> [WORK INSTRUCTION]
Scan the data below and give the number of lines that include the word "from", with no other words.

[[ AVAILABLE RECORDS open ]]

PR #1130, opened 2024-01-15
#1074 enable date filtering using DatePicker

junaidzm13:
#### 1) enable date filtering using DatePicker

- adds `tableConfig` props to `FilterBar` as column descriptors are
  required to differentiate between a date/time and a long column.
- since for now we're assuming that server side filter handling would
  stay unchanged (treated same as long), had to add some extra mapping
  where we convert filter object to query (filterAsQuery). It is to
  handle special cases of `=` and `!=` with dates as epoch-milis.
- This change also fixes some of the bugs with the way we displayed
  tooltip (with details of applied filters) on FilterPill. Now it
  also displays the heirarchy between multi clause filters which
  wasn't visible before.

#### 2) fix bugs related to editing multi-clause filters

Bugs fixed:
1) it errored when editing a multi clause filter -> because when focus
   changed to a non-first edited filter clause that changed active index
   to include those indices, but when we saved the change it tried
   accessing filter at that index it was undefined (multi clause
   filter is considered as one when not being edited but as multiple
  when edited).
2) now we also keep name unchanged when a filter is edited, since the user
   would find it annoying to rename filter everytime a user edits it.

#### 3) add FilterBar component tests with cypress

- fixes cy test files types/linting issues by removing `*.cy.*`
  from excluded files in `tsconfig.json`
- also fixes failing `Tabstrip.cy.tsx` tests. Now all cypress
  component tests are passing.


vuu-ui/packages/vuu-filters/src/filter-clause/DateInput.tsx
```diff
@@ -0,0 +1,62 @@
...
+      hideOutOfRangeDates
+    />
+  );
+};
+
+function getInitialState(value: Props["value"]) {
+  return value ? toCalendarDate(new Date(value)) : undefined;
+}
+
+const getEpochMillisConverter =
```
heswell, line 46: maybe put this in vuu-utils/date/utils ?

vuu-ui/packages/vuu-filters/src/filter-clause/useFilterClauseEditor.ts
```diff
@@ -160,24 +158,24 @@ export type FilterClauseCancelHandler = (
   reason: FilterClauseCancelType
 ) => void;
 export interface FilterClauseEditorHookProps {
+  columnDescriptors: Record<string, ColumnDescriptor>;
```
heswell, line 161: maybe use the named type you defined for this

vuu-ui/packages/vuu-filters/src/filter-clause/FilterClauseEditor.tsx
```diff
@@ -60,62 +59,13 @@ export const FilterClauseEditor = ({
...
-    InputProps,
-    filterClause,
-    onDeselectValue,
-    onChangeValue,
-    suggestionProvider,
-    table,
-    value,
-  ]);
+  const columns = useMemo(
+    () => Object.values(columnDescriptors),
```
heswell, line 66: One consequence of switching from tableSchema.columns to tableConfig.columns is that whereas previously we could add any column from the Vuu table to our filter, now we can only include columns actually present in our Table (which includes hidden columns).   
I think this would probably be the expected behaviour (so an improvement) , though its worth at least thinking about.

heswell (changes requested):
great work. Couple of places where I think variable name changes would help avoid confusion. The only real MUST FIX are the package references in import statement,s.

Feel free to merge soon as you push change. If you don't have permission, ping me on slack tomorrow and I'll do it.

vuu-ui/packages/vuu-filter-types/index.d.ts
```diff
@@ -37,10 +37,11 @@ export interface SingleValueFilterClause<T = string | number | boolean>
   value: T;
 }
 
-export interface MultiValueFilterClause extends NamedFilter {
+export interface MultiValueFilterClause<T = string[] | number[] | boolean[]>
```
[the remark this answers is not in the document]
junaidzm13: With that it considers `values` as an `Array<string | number | boolean>`, which isn't what we want. We might have to revisit the overall filter types later

vuu-ui/packages/vuu-filters/src/filter-bar/useFilterBar.ts
```diff
@@ -69,6 +72,11 @@ export const useFilterBar = ({
   >();
   const [promptProps, setPromptProps] = useState<PromptProps | null>(null);
 
+  const columnMap = useMemo(
```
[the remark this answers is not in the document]
junaidzm13: Changed it to `columnsByName: ColumnDescriptorsByName`, wdyt?

vuu-ui/packages/vuu-filters/src/filter-bar/useFilterBar.ts
```diff
@@ -452,6 +460,7 @@ export const useFilterBar = ({
     addButtonProps,
     editFilter,
     filters,
+    columnDescriptors: columnMap,
```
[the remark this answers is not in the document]
junaidzm13: I've changed it to `columnsByName: ColumnDescriptorsByName`

vuu-ui/packages/vuu-filters/src/filter-clause/useFilterClauseEditor.ts
junaidzm13: Good point. Didn't have any type defined before, but now I do! `ColumnDescriptorsByName`

vuu-ui/packages/vuu-filters/src/filter-bar/FilterBar.tsx
```diff
@@ -37,12 +39,14 @@ export const FilterBar = ({
   onFiltersChanged,
   showMenu: showMenuProp = false,
   tableSchema,
+  tableConfig,
```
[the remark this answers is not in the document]
junaidzm13: Agreed!

vuu-ui/packages/vuu-filters/src/filter-clause/DateInput.tsx
junaidzm13: I did think about it previously (either `date/utils` or `filter/utils`), but I eventually decided not to as I think that functionality is tightly coupled with filtering (specifically with the `DateInput` component itself) - it takes in an `op` and returns start of day for `=` & `!=` which isn't necessarily correct if viewed in isolation - so it won't be much of use elsewhere. Wdyt?

vuu-ui/packages/vuu-filters/src/filter-clause/FilterClauseEditor.tsx
junaidzm13: Ahh good to know this!

vuu-ui/packages/vuu-filters/src/filter-clause/DateInput.tsx
heswell: fair enough. Agreed.

heswell (approved):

[[ AVAILABLE RECORDS closed ]]

> [OUTPUT]
2